It came together today. A confluence of ideas derived from several sources that left me thinking. Perhaps it is normal for this time of life. Anita Diamant, in Pitching my Tent, makes mention of the increasing life span as a major driver for individuals and society requiring a new look at middle age. Leaving aside that fact that she is completely incorrect about the increased life span (detour here, follow along for a bit of science –
Technically, in 1900, the average life span was 47 in the US. However, 50% of deaths occurred in individuals under the age of 15. Infectious diseases took their toll along with accidents. If you survived through your 15th year, your life expectancy was in the 60s. The extra years of life loss were on the front end, not the back. Between ages 15-50 women primarily died of conditions relating to childbirth. Men died of accidents and wars. It explains why you read and here of so many elderly spinsters in those days. Eliminate the risks of childbirth and the chances were excellent you would survive well into your 70s, 80s, 90s. Today’s medical science and preventive medicine have eliminated almost all deaths from childhood diseases, most from infectious disease, and drastically reduced the risks associated with childbearing. This leaves us free now to die from chronic disease, cancers that increase with age and cardio-vascular disease resulting from our “improved” life style. )
requiring a new look at being in those middle years that is different if poverty is not at the door.
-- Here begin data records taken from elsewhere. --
Issue #1323, opened 2026-08-05
isPrincipal: one decision — what record_search should default to, and what search-records should teach


chesworthrm:
> **Reviewed 2026-08-26 before junior handoff.** No decision needed. The ruling stands,
> but its supporting measurement was false and is corrected inline; item 2's site list
> was one file and is actually four. Original body follows below.

> **Board pass 2026-08-20 — every blocker this issue has ever named is now closed.**
> This is **not** a measure-then-decide task and there is nothing left to ask: the
> lead ruled on 2026-08-11 and `needs-decision` was removed on 2026-08-17. It is
> work, and item 2 can start today. The banners below are kept as history; read this
> block instead of them.

## Blocker status, verified 2026-08-20

| Named as blocking | State |
|---|---|
| issue #1093 | closed completed, on `main` (`803aa26b`) |
| issue #1005 | closed completed |
| issue #1089 | closed **not planned** — folded into this issue's ruling |
| issue #1326 | closed completed |
| issue #1402 | closed completed |
| issue #1525 | closed completed |
| issue #1592 | closed completed |

Nothing is waiting on anything. The "what still holds this in Backlog is the
`search-records` eval slot" line is true of **item 3 only**.

## Correction (task review, 2026-08-26): the "zero times" figure is wrong

The body and the ruling both say `isPrincipal` was set **zero times** across 3,381
e2e `record_search` calls, and that item 3's value follows from that. Re-measured
over the committed e2e corpus:

```sh
python3 -c "
import json,pathlib
tot=st=t=f=0
for p in pathlib.Path('eval/runlogs/e2e').glob('*/run-*.json'):
    if p.name.count('.')>1: continue
    for c in json.loads(p.read_text(encoding='utf-8')).get('tool_calls') or []:
        if not str(c.get('tool','')).endswith('record_search'): continue
        tot+=1
        a=c.get('args') or {}
        if 'isPrincipal' in a:
            st+=1; t+=a['isPrincipal'] is True; f+=a['isPrincipal'] is False
print('calls',tot,'set',st,'true',t,'false',f)"
```

measured 2026-08-26: **1,977 calls, 54 set it — 49 `true`, 5 `false`**, across 19 of
159 runs. Re-run the command rather than quoting these.

**The ruling survives, with its two halves re-weighted:**

- `isPrincipal: true` is already discovered from the schema description alone
  (49 uses, e.g. `anders-monsen-ancestry`). Teaching it in the skill documents
[...]

PR #1947, opened 2026-08-26
record_search: name both isPrincipal moves instead of recommending omission (#1323 item 2)

francis-2008-happy:
## Summary

**Tier: Normal.** Lands **item 2 only** of issue #1323 — the tool-side guidance. Issue #1323 stays open for item 3 (the `search-records/SKILL.md` teaching).

`isPrincipal` supports two distinct search intents, and the schema recommended neither: its guidance sentence said *"Omit the parameter to return both — the broadest set, recommended for most natural-language searches."* Per the lead's 2026-08-11 ruling the default does not move — omitted still returns both — but that sentence is why the `false` pivot stayed invisible. Across the committed e2e corpus, re-measured today, **1,977 `record_search` calls set it 54 times: 49 `true`, 5 `false`**. All five `false` calls sit in three fixtures, and every one is the same shape — find a relative through a person already known.

This rewrites the recommendation into the two moves and when each applies, in the schema and in the spec, and adds the reasoning to the spec beside the existing bullets. **No wire behaviour changes:** no default moves, no parameter is added, `buildSearchUrl` is untouched.

## Review guidance

**Start here:** the `isPrincipal` description in `packages/engine/mcp-server/src/tools/record-search.ts` and the guidance paragraph in `docs/specs/record-search-tool-spec-v2.md`. The claim to check is what the shipped string now says: that the response does not mark who the principal is, so `record_read` is required to get at the relative, and that `false` matches on the **known person's own name** while `fatherGivenName`/`spouseGivenName` match on the **target's indexed relative fields**. That is a statement about which field each parameter matches, not about which route is better — the earlier draft asserted `false` was "the only route" and that the anchors "need the target's name", and both were deleted in round 1 as unmeasured. `validateInput` accepts `{recordCountry, fatherGivenName, fatherSurname}`, so a relative anchor demonstrably does not need the target's name.

**Unsure about:** how much of the reasoning belongs in the schema versus the spec. I put the operational instruction in the schema (it is billed on every advertisement) and the evidence and rationale in the spec. The schema grew 426 characters, which is the single largest thing to push back on here.

## Plan

**Didn't change:** The default — `isPrincipal` stays omitted-by-default, returning both. That was the ruling and it reversed the tool half's own recommendation; I did not re-derive it. Item 3 (`search-records/SKILL.md`) is also untouched: editing it flips every one of that skill's run logs inactive and forces a fresh `make eval-skill SKILL=search-records` (28 tests, measured $8.73–9.75), and three cards contend for that slot. Per the issue, item 3 should ride whichever PR pays for #1642's run.

**Acceptance check:** `packages/engine/mcp-server/tests/packaging/tool-description-length.test.ts` fails on `main` and passes here — `DOCUMENTED_TOTALS` re-derived from `allToolSchemas`, `record_search` **14043 → 14469**. That test is whole-tool by design and fires on any description edit, which is what makes it the acceptance check rather than a nuisance. I did not shorten another description, add an `EXEMPT` entry, or raise `CEILING`.

**Deviated from the plan:** Twice, both caught by guards rather than by me.

1. I first put the precise probe totals into the spec. `measured-figures.test.ts` failed — they trace to no probe artifact, since these came from `dev/try-record-search.ts` and not the sectioned probe. The fix was not an `EXEMPT` entry; re-reading the issue, it asks for the totals in **this body**. The spec now states the direction and the numbers live below.
2. I wrote `(issue #1323)` into the spec and `doc-links.test.ts` failed on its state-the-fact-not-the-ticket ratchet. Removed.

## The verification the issue required

The issue set a stop condition: if omitted and `--not-principal` return identical totals, `false` is ignored upstream and both the schema and the spec are already wrong — report rather than teach the pivot. Run after `make e2e-login`, collection 2177294, `Melquiades Oliveira`, `count 50`, reading `totalMatches`:

| `isPrincipal` | `totalMatches` |
|---|---|
| omitted | 50,369 |
| `true` (`--principal`) | 1,456 |
| `false` (`--not-principal`) | 48,913 |

**`1,456 + 48,913 = 50,369` exactly.** The two roles partition the same match set and neither is ignored, so the pivot is real and the stop condition did not trigger.

Two things this corrects. The `~84%` figure in the issue body was measured on `q.isPrincipal=on`, a different mechanism from the `true`/`false` the tool sends (`record-search.ts:363`), so the `false` branch had genuinely never been measured. And on this collection `true` cuts **97%**, not 84% — which is why the spec states the direction rather than a percentage, the ratio being collection-specific.

Corpus re-measurement, run rather than quoted from the body:

```
calls 1977 | set 54 | true 49 | false 5
false fixtures: manoel-oliveira-daughter 2, anna-macek-son 2, victoriano-macatangay-parents 1
```

This confirms the issue's own inline correction.

A reader who greps the run logs finds **seven** `"isPrincipal": false` hits, not five. Five are real calls; two are log-only artifacts. In `jimmie-jewel-neal` the log entry does not misreport a call — it **fabricates** the parameter: it matches `tool_calls[247]` field for field, and that `record_search` omitted `isPrincipal` entirely (its 5 calls that do set it all send `true`). The `anna-macek-son` extra is different again and benign — that entry accurately summarises two real `false` calls, so a grepper double-counts rather than finding a phantom. The count of 5 above walks real tool calls and stands either way. Unrelated to this PR; recorded so nobody reads it as a miscount. (Corrected from an earlier draft of this body that described jimmie's as a `true` logged as `false`.)

## What would have caught this

**Nothing does.** `eval/harness/harness/snapshot.py:33` excludes `packages/engine/mcp-server/src/` from the run-log snapshot, so rewriting a tool description changes what the model reads in 7 of 25 unit suites — `search-records` among them — while no run log flips inactive and no suite goes red (issue #1770, `nothing-checks`). `make engine-test` proves only that nothing else broke; it cannot show that this wording helps, or that a future edit reverting it would be noticed.

The one guard that does bind is the description-length test, and it binds on token cost rather than on correctness.

## Test plan

- [x] `make engine-test` — 112 files, **2718 passed**.
- [x] `make test-all` — ran, **not fully green, and not because of this diff.** 2843 passed, 9 failed. All 9 are `eval/harness/tests/unit/test_setup_feedback_case.py`, every one on `scripts/setup-feedback-case.sh: line 83: unzip: command not found` — `unzip` is not installed on this machine, and I confirmed zero failures outside that file. Everything else green: viewer-ui 271, electron 97, web 10, control-plane pytest 210, CRUD-UI 168, engine 2718, all typechecks.
- [x] No skill run-log snapshot touched, so no `make eval-skill` run is owed. `mcp-server/src/**` sits outside the run-log gate.
- [x] Routing-pair box — N/A, no skill `description` or DO-NOT clause changed.

## Follow-on issues

**Folded in / filed instead:** Nothing filed. Item 3 stays on #1323 rather than becoming its own card — per the issue, two PRs on one issue is expected here and the card should not be split to match.


chesworthrm (changes requested):
Good PR. The body is unusually honest, the corpus figures reproduce to the call (I re-walked the run logs and got `1977 / 54 / 49 / 5` with the same three fixtures), and the acceptance check genuinely fires — I set `DOCUMENTED_TOTALS` back to `14043` and watched it fail with `docstring says 14043, actual 14427`. Suites are green on the tree merged with `main`: engine 2718 passed, tsc clean, harness 2853 passed. Your 9 `test_setup_feedback_case.py` failures did not reproduce here, so your `unzip` diagnosis is right.

Two changes needed before this can merge. Both are in the sentence you flagged, and one replacement fixes both.

## 1. The description points the model at a field that does not exist

`record_search` never tells the model which person is the principal. I ran the shipped mapper against a record where the raw FamilySearch data had `principal: true` on one person and `principal: false` on the other. The string "principal" appears nowhere in the output, at any depth. The conversion to simplified GedcomX drops that flag, so it is gone before staging even happens — this is not the staged-response slimming, it is absent in every case.

So "read the unknown relative off the `principals` of the results" cannot be followed. The route that works is the one your own `manoel-oliveira-daughter` fixture takes: search, then `record_read` a hit and read the persons and relationships it returns.

Worth knowing: `record_read` does not label the principal either. It returns the graph and the model works it out.

## 2. "The only route" is an absolute we have not measured

`fatherGivenName` does not require the target's name. The validator asks for one of `surname`, `recordCountry` or `batchNumber`, and the URL builder emits the relative parameters regardless of whether a target name is present. So the call is legal.

More importantly, `search-records` already teaches the opposite. In `references/search-strategy-levers.md`, the "Search by parent" row says to clear the principal name and fill the father/mother fields, for the case where the principal "may have been 'Baby' or stillborn" — the unnamed target. Another row calls it the primary recovery move when the subject "is indexed under names you can't guess." `SKILL.md` tells the model to read that file.

Shipping "cannot express it" puts two surfaces the model reads in direct contradiction.

I could not settle which is right. It needs a live token, and the only artifact touching it — `dev/explore-father-absent-principals-records.ts` — is explicitly marked exploratory and records a query shape that returned an empty set. So do not resolve this by asserting the other direction either. State the mechanism difference, which is true whichever way a measurement lands.

## The edits

In `record-search.ts`:

```
You wrote:    Finding a relative THROUGH a person you already know is `false` — search the
              known person, then read the unknown relative off the `principals` of the
              results. That is the only route when the relative's own name is not yet
              known, so `fatherGivenName`/`spouseGivenName` cannot express it. Omit to
              return both.

Change it to: Finding a relative THROUGH a person you already know is `false` — the
              response does not mark who the principal is, so `record_read` a hit and read
              its `persons`/`relationships` for the relative. It matches on the known
              person's own name, where `fatherGivenName`/`spouseGivenName` match on the
              target's indexed relative fields. Omit to return both.
```

In `docs/specs/record-search-tool-spec-v2.md`:

```
You wrote:    `false` searches the *known* relative and reads the unknown person off the
              principals of the results. When the target has no name yet — "did this
              couple have another daughter?" — the anchors cannot express the question and
              `false` is the only route.

Change it to: `false` matches on the *known* person's own persona; `record_read` on a hit
              then gives the record's persons and relationships. Which route is better
              when the target has no name yet is not measured — `search-strategy-levers.md`
              prescribes clearing the principal name and filling the parent fields for
              exactly that case — so name the difference rather than calling either the
              only route.
```

That description edit is +40 characters, so `DOCUMENTED_TOTALS` becomes **14467** and the docstring's `19,430` becomes **19,470**.

## Two smaller things

The spec says "Precise totals belong in the probe artifact, not here." They are not in it — `dev/measured-figures.json` has no leg for this parameter and no trace of that collection. Either add the leg or drop the sentence, because as written it sends the next reader somewhere the numbers are not.

The docstring insert leaves "This figure has been an increase and a saving at different points in the same branch" with nothing to attach to. It used to refer to the 208-character saving; the nearest antecedent is now 19,430.

## Not blocking, for the body

Your count of 5 `false` calls is the right one — it counts real tool calls. But a reader who greps the run logs will find a sixth, in `jimmie-jewel-neal`. That one is a `research_log_append` entry recording `isPrincipal: false` for a search that was actually issued with `isPrincipal: true`. The log misdescribes the call. Nothing to do with this PR, but worth a line so nobody thinks you missed one.

## Housekeeping

Needs an update from `main` — currently behind. And my approval alone will not unblock it: CODEOWNERS puts `.ts` under both senior-developers and senior-genealogists.

One note in your favour. Nothing in CI would have caught the first item — it only shows up if you run the mapper. That is a decent illustration of the gap your "What would have caught this" section already names.

chesworthrm (approved):
Approving. Both blocking items are addressed and I re-verified rather than taking the diff at its word.

The description no longer references a field that does not exist, and it now points at `record_read` — which is the route your own `manoel-oliveira-daughter` fixture takes.

I re-derived the totals independently, summing the tool description plus every parameter description straight off `allToolSchemas` rather than trusting the test:

```
record_search 14467
person_search 5003
```

That confirms `DOCUMENTED_TOTALS`, the docstring's 19,470, and the 424 delta. The guard still binds — mutating the total back gives `docstring says 14427, actual 14467`. Engine 2718 passed, tsc clean, harness 2853 passed, all required checks green, and the branch is level with `main`.

## One wording fix before merge

The spec paragraph contradicts itself now, and that is my fault — the replacement I gave you started at the second sentence, so the lead-in was never in scope. It still reads:

> Why `false` is the load-bearing half, and why relative-name anchors **do not replace it**: `fatherGivenName`/`spouseGivenName` search the *target* with a relative named, **so they need the target's name**.

Three sentences later the same paragraph says which route is better "is not measured", and that `search-strategy-levers.md` prescribes clearing the principal name for exactly that case. Those cannot both be true.

```
You wrote:    Why `false` is the load-bearing half, and why relative-name anchors do
              not replace it: `fatherGivenName`/`spouseGivenName` search the *target*
              with a relative named, so they need the target's name.

Change it to: How `false` differs from the relative-name anchors:
              `fatherGivenName`/`spouseGivenName` match on the target's indexed
              relative fields, so a record that leaves those blank is not narrowed
              by them.
```

Not blocking — it is spec prose, and the surface the model actually reads is correct now. Push it whenever.

## Two notes, neither needing action

Deleting the "precise totals belong in the probe artifact" sentence resolves what I raised. The residual is that the live partition check is now unreproducible from the repo — it lives only in the PR body. If that leg ever goes into `dev/measured-figures.json`, the spec's "verified live against collection 2177294" claim gets something to stand on.

Whether a relative-anchored search with an unnamed target returns anything is still unmeasured. Saying so plainly, as the spec now does, is the right thing to ship.

Note that this does not merge on my approval alone — CODEOWNERS wants both senior teams on the `.ts` files.

francis-2008-happy:
Applied (`60045196`) — and thanks for catching it, though I should have caught it myself: I pasted your replacement in without re-reading the paragraph it landed in, which is exactly how a contradiction survives an edit.

You wrote it as your fault for scoping the replacement from the second sentence. Fair, but the sentence that was wrong was mine from the round before, and reading the whole paragraph after editing part of it is my job.

The paragraph now reads consistently: it states how the two mechanisms differ — the anchors match on the target's indexed relative fields, so a record leaving those blank is not narrowed by them — then that `false` matches on the known person's own persona, then that which route wins on an unnamed target is unmeasured, with `search-strategy-levers.md` prescribing the anchors for that case. No claim about needing the target's name anywhere in it.

`make engine-test` 2718 passed on this head. Branch level with `main`.

Still owed a **senior-genealogist** approval — that team is on the request and yours cannot satisfy the count for a `.ts` path.

clack391 (approved):
Approving. The substance is right and I verified rather than reading, including the two round-1 findings: you checked those before applying them, which is why they held.

Re-derived independently rather than re-running your commands: `record_search` 14467 and `person_search` 5003 straight off `allToolSchemas` (tool description plus every parameter description, plus a deep walk in case anything nested was being missed); `isPrincipal` 438 on `main` to 862 here; the corpus at 1977 calls / 54 set / 49 `true` / 5 `false` in the same three fixtures, stable under two different file-inclusion rules so the denominator is not doing the work; engine 112 files / 2718 passed, tsc clean, packaging 590 passed. Your `unzip` diagnosis also holds: `test_setup_feedback_case.py` is 11/11 green on a machine that has it.

I traced the round-1 claim three ways in code rather than only live. `principal?: boolean` sits on `FSPerson` (`src/types/record-search.ts:35`), the upstream shape; the output `RecordSearchResult` (`:240-289`) carries no principal marker and `primaryId` is the focus person, not the principal; `tree-shape.ts`'s closed allow-lists cannot hold one, so simplified GedcomX cannot either. And the instruction is correct specifically on the path users run: with `projectPath` supplied, which your own `projectPath` description calls the normal case, `delete r.gedcomx` fires at `record-search.ts:1103`, so `record_read` is genuinely required.

I also break-tested the acceptance check with shapes outside the one you and Robert used. Growing an unrelated non-`*Exact` description by 13 characters and leaving the pin alone fires it (`docstring says 14467, actual 14480`), so it is not vacuous. A compensating pair does not: removing " Omit to return both." from `isPrincipal` and adding 21 characters to `maritalStatus` leaves all four tests green with the guidance partly reverted. Worth knowing that the `*Exact` family is narrower than that, because `DOCUMENTED_LONGEST`'s ordering assertion does catch an offsetting pair inside it. Your body already says this guard binds on token cost and not on correctness, so none of that is a surprise, only a measured shape.

## Owed before merge, and it is one push

**1. The shipped string has a subject/verb slip.** `record-search.ts:1372` reads "Records ABOUT a person (their own birth/marriage/death) **is** `true`". The spec's parallel sentence at `:312-313` uses the plural. I applied both candidate fixes and measured the pin: `take` gives **14469**, `are` gives **14468**. Clarity is the stated justification for the 424 characters, so it is worth the two.

**2. The docstring narrative is now internally false in three ways** (`tests/packaging/tool-description-length.test.ts:13-25`), which matters more here than elsewhere because that comment is the only justification for `CEILING` and the file says of itself that it has been wrong about its own basis three times.

- The bolded lead still reads "The justification is clarity; the token saving is small ... a net saving of about 208 characters, under 2%", but the family now sits at 19,470 against a 19,254 start. That is a net increase of 216, so there is no saving left to call small.
- "#1323 then spent 424 of it back" makes "it" the 208-character saving, and 424 is larger than 208, so the quantity as written cannot exist.
- The pre-existing `#1771` sentence is now orphaned onto the tail of your new paragraph on one 135-character physical line, which reads as though #1771 followed #1323. This is the same run-on you fixed one sentence earlier in round 2, reintroduced one sentence down.

The substance you added is honest, and "above where the family started" plus "Recorded as an increase rather than argued away" is the right call. It is the three sentences around it that were not reconciled.

**3. The body has four stale spots, all from the pre-review draft.** The one that costs something is "Start here". It tells the reviewer the claim to check is that `false` "is not reachable" via the relative anchors "because those search the target and so need the target's name", and that `false` "reads the unknown one off the results' principals". Round 1 deleted both clauses and the shipped string now asserts the opposite. I also refuted the premise directly by running `validateInput`: `{recordCountry, fatherGivenName, fatherSurname}` is accepted, so a relative anchor does not need the target's name. A reviewer following your instruction verifies text that is no longer there. The other three:

- "The schema still grew 384 characters" should be 424. 384 is the delta of the first branch commit; round 1's +40 was never carried into the body.
- The jimmie paragraph. That run has 38 `record_search` calls, of which 5 set `isPrincipal` and all 5 set `true`, alongside 6 logged query objects. The logged `false` is not one of the `true` calls: it matches `tool_calls[247]` field for field, and that call omitted `isPrincipal` entirely. So the log fabricated the parameter rather than recording a `true` as `false`, which is a sharper statement than the one in the body.
- "will find a sixth" undercounts. A text grep of the 159 primary run logs returns seven `"isPrincipal": false` hits: 5 real calls plus two log-only artifacts, jimmie's and one in `anna-macek-son`. The `anna-macek-son` one accurately summarises two real calls, so a grepper double-counts there rather than finding a phantom. Your count of 5 stands either way.

**4. The `#1323` comment still says `14043 -> 14427`.** Edit that comment in place rather than correcting it in a new one. Whoever takes item 3 reads that thread, and a correction posted downstream never reaches a reader of the original.

## One line worth adding to #1323 for item 3

`SKILL.md:277` mandates "at least one principal-only search (no `spouseGivenName`/`fatherSurname`/etc.)", which means drop the relative filters and go broader. `isPrincipal: true` is a role filter that goes about 97% narrower on the collection you probed. Those are opposite moves under one word, and the conflation has already happened once: `eval/tests/e2e/anders-monsen-ancestry/README.md:38` and `:83` record a run executing that fallback as an `isPrincipal: true` call, and the README treats them as the same thing. Until now the schema closed by recommending omission, which kept the collision inert. "Pick by intent, do not default to omitting" gives the model an active reason to reach for the filter, and an over-narrowed search that nils gets written into `research.json` as negative evidence.

Not a reason to hold this PR, and I am not asking you to. Item 3's scope already says to state the pivot against the lever it competes with, so this is the evidence for doing that, not new work here.

## Two things I found that are not yours to fix

Neither is filed as a new card. Both have existing homes and I have put the measurements there instead, so they sit where the work will happen.

- `prompt-budget.test.ts` does not see this PR's 424 characters at all. Recorded on #1275, whose trigger is the baseline file that would settle the scope.
- `search-strategy-levers.md` prescribes six shapes across five rows that `validateInput` rejects, and the rule turns out to be exact: every lever that clears `q.surname` loses the anchor. Recorded on #1642, which owns the eval slot that gates any fix, and which already carried two of those rows for an unrelated reason. Your round-1 point stands there and I say so: nothing requires the target's given name.

## Merge state, and a correction

This does not need a senior-genealogist. `CODEOWNERS:6-8` states it directly: "EVERY RULE NAMES BOTH SENIOR TEAMS, and a rule's owners are an OR: one approval from either team satisfies it ... the second is there so a senior of either kind can unblock a PR that spans both", corroborated at `.claude/skills/fill-ready/SKILL.md:817`. Robert is an active senior-developer, so the code-owner requirement was satisfied by his approval. What was outstanding is only the second approval under the ruleset's count of two, which mine now supplies. Sorry that belief sat on the thread through four messages; it is the reason this waited.

`dismiss_stale_reviews_on_push` is false, so my approval survives your next commit and you do not need to re-request anything. Please land the push above before merging rather than after.

One note in your favour on the largest thing you asked to be pushed back on. The 424 characters buy an instruction that is executable on the default path and that no other surface in the repo carries: after this, the schema string is the only thing that teaches this parameter, since the single hit in the whole plugin tree is a mapping row. I would spend it.

francis-2008-happy:
All four in (`368871fc`), and the `#1323` comment is edited in place rather than corrected downstream. Thank you for the merge-state correction — and no need to apologise for it; I repeated the same wrong belief back to you twice without ever opening `CODEOWNERS:6-8`.

## 1. The slip

`take`, not `are` — the spec's parallel sentence at `:312-313` already used it ("Records **about** a person take `true`"), so this makes the two read identically rather than merely both being grammatical. Pin re-derived: **14469**, matching your measurement.

## 2. The docstring

All three confirmed, and the third is the one that stings: it is the same run-on I fixed one sentence earlier in round 2, reintroduced one sentence down. I clearly edited the paragraph without re-reading what my insert had collided with — twice now on the same file.

Reframed the bolded lead so it no longer claims a saving, stated the delta against `isPrincipal` itself rather than against the 208, and put the `#1771` sentence back in its own paragraph.

**Your figures moved because of item 1, so I re-derived rather than pasting them:** the `take` fix adds 2, making the delta **426** (not 424), the combined figure **19,472** (not 19,470), and the net **+218** over the 19,254 start. Worth flagging since you measured 862 for `isPrincipal` and it is now 864.

## 3. The body

The "Start here" was the costly one and you are right about why: it told a reviewer to verify two clauses round 1 had deleted, one of which the shipped string now contradicts. Rewritten to point at what actually ships — which field each parameter matches — and it names your `validateInput` refutation, since "the anchors need the target's name" is the specific thing that was wrong. 384 → 426.

**The jimmie paragraph was wrong about the mechanism, not just imprecise, and I checked before rewriting it.** `tool_calls[247]` is a `record_search` with no `isPrincipal` key at all, and the five calls that do set it all send `true`. So the log **fabricated** the parameter; it did not record a `true` as a `false`. Your framing is strictly sharper and mine was simply incorrect.

Your seven also reproduces: 7 text hits, 5 real calls, 2 log-only. And the `anna-macek-son` extra is the benign kind — it accurately summarises two real `false` calls, so a grepper double-counts there rather than finding a phantom. Both now in the body, with a note that it corrects an earlier draft.

## 4. The `#1323` comment

Edited in place, and it now says so: `14043 → 14469`, with a parenthetical naming what moved it and when. I also appended your item-3 evidence to that same comment rather than a new one, for the reason you gave — whoever takes item 3 reads that thread.

That `SKILL.md:277` collision is the most useful thing in your review and I would not have found it. "At least one principal-only search (no relative filters)" meaning *go broader*, against `isPrincipal: true` meaning ~97% narrower, under one word — with `anders-monsen-ancestry`'s README already conflating them. And your point about why item 2 changes the risk is the part that matters: recommending omission kept it inert, and "pick by intent" gives the model an active reason to reach for the filter.

## On the two you found that are not mine

Recording them on #1275 and #1642 rather than filing cards is the right call and I would not have thought to check that `prompt-budget.test.ts` misses these 426 characters entirely. The `search-strategy-levers.md` finding — every lever that clears `q.surname` loses the anchor, six shapes across five rows — is a better statement of the thing I half-saw in round 1.

## State

`make engine-test` 112 files / 2718 passed, packaging 590 passed, tsc clean on this head. Landing this before merge, not after, as asked. Branch is level with `main`.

Sometime between 40 & 60, most of us asses our lives: what we have accomplished and what we had set out to do in our early twenties with idealism leading our hearts and stars in our eyes. There are those who have done something that it widely known or well recognized. We all have met one or more: the person who seems to have done something important or accomplished everything.
Or you can be like Joe – the main character in Margaret Truman’s Murder at the Washington Post – and be facing retirement wondering what you have accomplished. Trying to decide if that is enough. And you can make stupid choices, good choices, or extremely bad and damaging choices.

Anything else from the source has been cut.